> [Work instructions]
A line below contains "PR #169, opened 2023-02-09", and a later one contains "mfisherlevine: OK, great, thanks.". Repeat both, with every line between them, exactly.

> [Material for the task]
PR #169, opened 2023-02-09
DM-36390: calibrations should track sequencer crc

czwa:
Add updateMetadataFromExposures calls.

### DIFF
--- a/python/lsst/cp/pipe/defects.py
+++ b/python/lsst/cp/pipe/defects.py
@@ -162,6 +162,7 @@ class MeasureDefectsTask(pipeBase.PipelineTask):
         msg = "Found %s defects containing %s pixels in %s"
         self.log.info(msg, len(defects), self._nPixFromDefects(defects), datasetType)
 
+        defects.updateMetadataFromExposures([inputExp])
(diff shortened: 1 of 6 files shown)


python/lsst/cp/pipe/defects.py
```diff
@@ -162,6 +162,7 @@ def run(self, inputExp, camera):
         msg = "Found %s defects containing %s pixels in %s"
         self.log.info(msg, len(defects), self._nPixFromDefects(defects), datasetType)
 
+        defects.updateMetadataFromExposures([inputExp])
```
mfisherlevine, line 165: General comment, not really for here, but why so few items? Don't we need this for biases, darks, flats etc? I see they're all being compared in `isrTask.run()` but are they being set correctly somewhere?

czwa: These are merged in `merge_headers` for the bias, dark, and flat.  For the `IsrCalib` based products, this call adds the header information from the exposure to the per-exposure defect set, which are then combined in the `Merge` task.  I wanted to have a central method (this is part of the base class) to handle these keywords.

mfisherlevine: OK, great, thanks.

* * *

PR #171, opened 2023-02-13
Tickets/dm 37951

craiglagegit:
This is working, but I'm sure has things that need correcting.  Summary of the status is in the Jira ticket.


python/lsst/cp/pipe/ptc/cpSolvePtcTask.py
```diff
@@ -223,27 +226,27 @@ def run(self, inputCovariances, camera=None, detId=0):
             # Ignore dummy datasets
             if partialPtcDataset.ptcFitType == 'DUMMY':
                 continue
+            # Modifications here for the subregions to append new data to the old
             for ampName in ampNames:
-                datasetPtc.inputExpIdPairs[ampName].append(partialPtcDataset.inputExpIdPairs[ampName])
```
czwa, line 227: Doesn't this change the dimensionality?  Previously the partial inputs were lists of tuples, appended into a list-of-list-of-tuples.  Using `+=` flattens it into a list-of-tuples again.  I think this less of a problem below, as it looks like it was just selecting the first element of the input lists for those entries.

> [Your response]
PR #169, opened 2023-02-09
DM-36390: calibrations should track sequencer crc

czwa:
Add updateMetadataFromExposures calls.

### DIFF
--- a/python/lsst/cp/pipe/defects.py
+++ b/python/lsst/cp/pipe/defects.py
@@ -162,6 +162,7 @@ class MeasureDefectsTask(pipeBase.PipelineTask):
         msg = "Found %s defects containing %s pixels in %s"
         self.log.info(msg, len(defects), self._nPixFromDefects(defects), datasetType)
 
+        defects.updateMetadataFromExposures([inputExp])
(diff shortened: 1 of 6 files shown)


python/lsst/cp/pipe/defects.py
```diff
@@ -162,6 +162,7 @@ def run(self, inputExp, camera):
         msg = "Found %s defects containing %s pixels in %s"
         self.log.info(msg, len(defects), self._nPixFromDefects(defects), datasetType)
 
+        defects.updateMetadataFromExposures([inputExp])
```
mfisherlevine, line 165: General comment, not really for here, but why so few items? Don't we need this for biases, darks, flats etc? I see they're all being compared in `isrTask.run()` but are they being set correctly somewhere?

czwa: These are merged in `merge_headers` for the bias, dark, and flat.  For the `IsrCalib` based products, this call adds the header information from the exposure to the per-exposure defect set, which are then combined in the `Merge` task.  I wanted to have a central method (this is part of the base class) to handle these keywords.

mfisherlevine: OK, great, thanks.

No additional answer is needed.